Warning <Don't drop the temperature below 62.. that is dangerous to the fish>

PS, could you E-mail me a full picture of you tank.. I want to see your filtration&#8230; If you don't have undergravel you're gonna need a couple bubble sticks, on a valve&#8230; We will also be playing with the oxidation and aeration in the tank&#8230;

*Hope you have success!!!*


----------



## ALLIGATORMEX (Aug 28, 2003)

OK THE TANK IS 500 LITTER TANK IT HAS A UNDEGRAVEL FILTER AND HAS GRAVEL TWO I GO 2 POWER HEADS AND A FLUVAL PLUS FILTER AND A AQUACLEAR FILTER 500 I GOT SOME FISHES THERE NOW THAT IM MOVING AS SOON AS THE POEPLE FROM THE ACUARIUM BRINGS ME ANOHER AND BIGGER TANK FOR THEM HERE IS A SHOOT OF HE TANK BEING USED BY THE OTHER BOYS


----------



## ALLIGATORMEX (Aug 28, 2003)

AND NO DOUBT IF THIS HAPPENS I WILL SEND YOU SOME OF THIS EGGS.. .. AND THANX FOR THE IRRITANS HELL DOWN HERE I HAVE NEVER SEEN THEM ITS VERY HARD TO SEE SERRAS IN ANY ACUARIUM

THANX
B..C


----------



## serrasalmus_collector (Mar 9, 2003)

This posting is from a previous post, about breedin spiloCF not gold spilo, or red... I think this topic should be closed so the wrong ideas aren't conveyed...

Once again just some of my opinions where I have come to belive in the possibility of coloration and type of the spawning material being different for different species.... These techniques were not used with reds of S.maculatus.... I don't like the talk about my spiloCF experience but a fellow hobbyist is inquireing...
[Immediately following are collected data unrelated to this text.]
PR #793, opened 2025-01-12
Fx updated by @jnonis

probonopd:
Continuation of https://github.com/probonopd/MiniDexed/pull/765


probonopd:
Hi @jnonis, happy new year!

I really think FX would be a great addition to MiniDexed. But I can also understand @diyelectromusic's concerns that we add a lot of code here which may or may not interfere with the performance of MiniDexed overall.

So I'd like to have, in minidexed.ini, a "master switch" with which all FX related code can be enabled or disabled, `EffectsEnabled=1`. So that whenever we run into some (seemingly unrelated) issue, we can switch off the whole FX code path. Do you think this is possible, or is it even implemented this way?

Also, coming back to https://github.com/probonopd/MiniDexed/pull/765#issuecomment-2491643223, FX should be entirely disabled when MiniDexed is in  8-output mode.

Do you think you could make these changes?

Also I notice the PR contains changes regarding `m_nButtonsDebounceTime`, what's up with these? If they are unrelated to FX, they'd better be handled separately.

@diyelectromusic do you have other requirements/considerations to make this ready for being merged (after intensive testing)?

probonopd:
Notes to self (to be compared with main):
- [ ] On Raspberry Pi Zero 2 W, I have to replug my Keystation Mini32 MK3 for it to work

Questions:
* Can there be more than 1 "Insert FX"? (e.g., "Insert FX 1"... "Insert FX 4")
* Would it be useful to have "Global FX" that affect all TGs at once as well? Like "Insert FX" but for all TGs? Or a quick way in the menu to set all TGs to the same "Insert FX" (which then can be fine-tuned by going into each TG individually)?
* Can we make all of this controllable via MIDI? In a way similar to how the MPX90 is controllable over MIDI?

Banana71:
Unfortunately, this miniDexed version does not start on my Raspberry Pi 4. :worried: The display freezes after the version number is displayed. So I guess I have to play the sound like this first. :trollface:
TX816-Symphonic

Banana71:
This version runs on my Raspberry Pi 3 A+. I sent the E. Piano from the TX816 to the A Phaser and assigned the insert FX of the 8 TGs to the TalRvrb3. After a short time the sound starts to crackle. My Raspberry Pi 3 has no additional heat sinks. How well does it work for you?
[000118_TX816 EP FX.zip](https://github.com/user-attachments/files/18390062/000118_TX816.EP.FX.zip)

probonopd:
[000118_TX816 EP FX.zip](https://github.com/user-attachments/files/18390062/000118_TX816.EP.FX.zip) plays well for me with no crackle even after 2 minutes on the Raspberry Pi Zero 2 W. Maybe a power supply or similar issue?

jnonis:
> Hi @jnonis, happy new year!
> 
> I really think FX would be a great addition to MiniDexed. But I can also understand @diyelectromusic's concerns that we add a lot of code here which may or may not interfere with the performance of MiniDexed overall.
> 
> So I'd like to have, in minidexed.ini, a "master switch" with which all FX related code can be enabled or disabled, `FXEnabled=1`. So that whenever we run into some (seemingly unrelated) issue, we can switch off the whole FX code path. Do you think this is possible, or is it even implemented this way?
> 
I think it is possible to add feature switch to disable all the FX.
Should this switch also includes current Reverb on MInidexed?

> Also, coming back to [#765 (comment)](https://github.com/probonopd/MiniDexed/pull/765#issuecomment-2491643223), FX should be entirely disabled when MiniDexed is in 8-output mode.
> 
> Do you think you could make these changes?
> 
I think that FX are not processed in case of 8-Output mode, I will double check. I made this when updated the branch.

> Also I notice the PR contains changes regarding `m_nButtonsDebounceTime`, what's up with these? If they are unrelated to FX, they'd better be handled separately.
> 
I will remove that change from fx branch, it is something that I need for one of my builds, I was having a lot of bouncing with buttons.
PXL_20250112_163735268

> @jnonis do you plan other changes before you'd consider this ready for integration?
> 
Yes, I have another branch :)
This branch includes a second send fx and a master fx. But it is pushing the limits of the RPi 1, so.. I had to add some changes to improve the performance. I noticed a lot of glitches and noise when I dive in the menus, they are related with the LCD display update.
https://github.com/jnonis/MiniDexed/tree/fx-full

probonopd:
Know what, I'd say disable FX on RPi altogether.

For me RPi1 = 1 DX7. Mono. :)

jnonis:
@probonopd You have done a great work creating this project.
Minidexed is simple to build, work on all RPis, and sounds great.

About your questions:

> * Can there be more than 1 "Insert FX" (e.g., "Insert FX 1"... "Insert FX 4")

I was think into have FX combinations, by example Distortion+Chorus instead of adding more Insert FX Slots. That allows us to create combinations that actually works based on the processing load that each effect adds to the chain.

> * Likewise, can there be more than 1 "Send FX" (e.g., "Send FX 1"... "Send FX 4")?

I'm testing other branch with 2 Send FXs and a Master FX, It struggle a bit on the RPi 1, but it works.
https://github.com/jnonis/MiniDexed/tree/fx-full

> * Does it make sense to have all FX types available both as "Insert FX" and "Send FX"?

I think it doesn't but at this moment all the implementation was more a research and it was easy to have all the FX available to do some tests.

> * Can we make all of this controllable via MIDI? In a way similar to how the MPX90 is controllable over MIDI?
> 

I guess it is possible with some limitations, the main issue are the amount FX parameters which are different for each FX. I need to think about how the Midi CC will be assigned to the FX parameters.

Something I would like to add the the FX is Preset Support.
- Fist version can be  just a hardcoded list of presets
- Then we can add file support to Load and Save presets for each FX.

jnonis:
> Unfortunately, this miniDexed version does not start on my Raspberry Pi 4. 😟 The display freezes after the version number is displayed.

I have a RPi 4 but I didn't test Minidexed on it, I will test it.

probonopd:
So... let me test 
* https://github.com/probonopd/MiniDexed/pull/795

I will E-mail you Alligatormx


----------



## ALLIGATORMEX (Aug 28, 2003)

OK I WILL WAIT FORYOUR MAIL

B.C.


----------



## hastatus (Jan 16, 2003)

No reason to close it SC. This is a learning area and obnoxous posts will meet a quick deletion or re-editing by me.
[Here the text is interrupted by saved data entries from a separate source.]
Issue #563, opened 2023-11-19
Reverb time depends on the sample rate


Banana71:
I wanted to improve the latency of the miniDexed and experimented with the SampleRate and ChunkSize in the miniDexed.ini. I noticed that the ReverbTime behaves anti-proportionally to the SampleRate.

Is it possible to change the programming so that the reverb time is independent of the sample rate or should we just document the behavior?

Why all this: I noticed an audible latency between the miniDexed and the Roland RD-300 for sounds with a short attack time. With the following values, the latency can no longer be determined and even a Raspberry Pi 2 runs stable:
`SampleRate=48000` (default)
`ChunkSize=128` (default 256)

With a sample rate of 96000, the latency is measurably better but the reverb time is halved.

probonopd:
Good observation! In other words, you are saying that we need to adjut the reverb time like this?

```
AdjustedReverbTime = ReverbTime / (DefaultSampleRate / SampleRate)
```

probonopd:
@Banana71 can you confirm the above? Then we could go about implementing it.

Banana71:
```
AdjustedReverbTime = DesiredReverbTime * correctionFactor

correctionFactor = SampleRate / DefaultSampleRate
```

The formula describes the correct solution approach.

But the code for the reverb effect already works with a sample rate. Is the code in the effect incorrect? Are the variables not assigned correctly? What sample rate is mentioned in the code for the effect?


search for Samplerate:
![Samplerate](https://github.com/probonopd/MiniDexed/assets/104296205/f005cf17-4e6f-4237-bdcb-742c56dddb9d)

Banana71:
Thanks alot @probonopd.  🥇

Banana71:
I was getting too excited.

I've now reloaded the version MiniDexed_2025-04-18-b15ffad. At sample rates < 48000, the reverb time gets shorter. Now the behavior is exactly the opposite.

At a sample rate of 96000, miniDexed crashes.

When I first tested it, I was probably just listening to see if the reverb time increased at 44,100 Hz. The difference between 44,100 and 48,000 is small. I hadn't noticed that then.

PR #795, opened 2025-01-12
Fx full by @jnonis

probonopd:


probonopd:
Working well so far on my Raspberry Pi Zero 2 W.

Banana71:
> Build for testing:
> [MiniDexed_2025-01-12-7175505](https://github.com/probonopd/MiniDexed/suites/32963937526/artifacts/2419139796)

Testet with my Raspberry Pi 3 Model A+
- If I set the sample rate to 22000Hz the sound output works reliably.
- The SSD1306 display seems slower, the display is no longer built up as quickly
- The "Save as default" command does not work correctly. The first performance of the current bank is overwritten. (Probably a bug that applies to all versions)
- The sample rate set in the minidexed.ini affects the reverb time of the standard Reverb effect. Higher sample rates mean shorter reverb times and correspondingly lower sample rates mean longer reverb times.
- The DAC crashes during many performances. When loading a performance, there is a loud cracking sound and the audio output can only be revived by restarting. I have not yet found a common cause for this.

probonopd:
Thanks for your testing @Banana71, this is really a big help.

> If I set the sample rate to 22000Hz the sound output works reliably.

So far I have not tested other sample rates. Do you know sample rates that work with the normal build but not with this one?

> The SSD1306 display seems slower, the display is no longer built up as quickly

I noted the same with a 16x2 character display. I wonder what additional processing is going on even when no sound is playing?

> The "Save as default" command does not work correctly. The first performance of the current bank is overwritten. (Probably a bug that applies to all versions)

Can you please retest this with the normal version and open a bug if it is there too?

> The sample rate set in the minidexed.ini affects the reverb time of the standard Reverb effect. Higher sample rates mean shorter reverb times and correspondingly lower sample rates mean longer reverb times.

Is this only the case for the (old) standard Reverb effect or also for the new ones? (Should we even keep the old one once we have the new ones?)

> The DAC crashes during many performances. When loading a performance, there is a loud cracking sound and the audio output can only be revived by restarting. I have not yet found a common cause for this.

Can you please give a few examples so that we can replicate?

probonopd:
Noticed the following:

When I switch on MiniDexed, play a bit, and then just let it sit for a while (e.g., half an hour to an hour) and then try to play again, it stays silent. (Not sure whether this is a hardware issue and/or whether it also happens with the normal MiniDexed version. Just something to watch out for.)

Banana71:
> So far I have not tested other sample rates. Do you know sample rates that work with the normal build but not with this one?

A sample rate of 48000 and the use of effects on all TGs causes crackling in the sound output. I haven't tested other sample rates up to 22000. I haven't tried fewer TGs either.
##


> The "Save as default" command does not work correctly. The first performance of the current bank is overwritten. (Probably a bug that applies to all versions)
> Can you please retest this with the normal version and open a bug if it is there too?

The main version is also affected.
##
I only noticed the dependence of the reverb time on the sample rate with the old standard reverb.
##
e.g. the DAC crashes with the following performances: 001:041 Barock, 001:065 1984, 002:001 mDx-Strg.AT (which is why I can't test the Greenhouse bank)
##
The feedback parameter for the delay effect is incorrect. If the feedback value is set to zero, the delay should work like an echo. Unfortunately, there is then no echo at all. I hope you understand what I mean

Just for you information Captive Breeding of S. maculatus (once called Captive Breeding of S. gibbus) can be found in the Quinn PIRANHAS Fact and Fiction book (pg 106) with a few excellent photos and the original TFH magazine article by Hiroshe Azuma. These fish were later thought to be S. spilopleura and then further rehabilitated by Michel Jegu who then said the fish was S. maculatus. In either case, good article to get ahold of.


----------



## serrasalmus_collector (Mar 9, 2003)

I am sorry frank... After receiveing many Emails after this post about reds.. I didn't want to lead people in the wrong direction... When I first tried to spawn fish everyone told me wrong information... From bright lights 18 hours a day to tremendous temperature fluctuations from day to night...I won't discredit these ideas, but the way they were laid out was totally wrong... I tired me first spawning with Spilo CF.... Jim told me to stop and learn reds first... I was very arrogant and hard headed... I kept trying and tryin with nothing but night time agression....

Finally I listened... Even if I had success with the spiloCF, my knowledge of raising fry was zero... Jim started to make scense... I researched and tried to figure it out on my own... I envited him over, and showed him my tank... He told me.. You have way too many fish... I had 18 reds, and 2 golds in a 90 gallon... I stayed hard headed... Then I was informed about a colored mesh material... I found it... Damn... My fish spawned in a week.... I learned to hatch shrimp and raise the fish with minimal casualties.... I tired the SpiloCF with idential methods... No luck... I thought about the spawning material... Started playing with colors and had a single success with charchouse.....

I figured golds and SpiloCF were closely related.. I duplicated the pocedures, and no luck... I tired many colors and had success... I notice that everytime the Golds {AKA S.Maculatus} spawned it was on a perticular color...

I may possibly be on to something... With 4 different colors of mesh moved in the tank after every spawn, the golds irronically laid eggs on the same colored material...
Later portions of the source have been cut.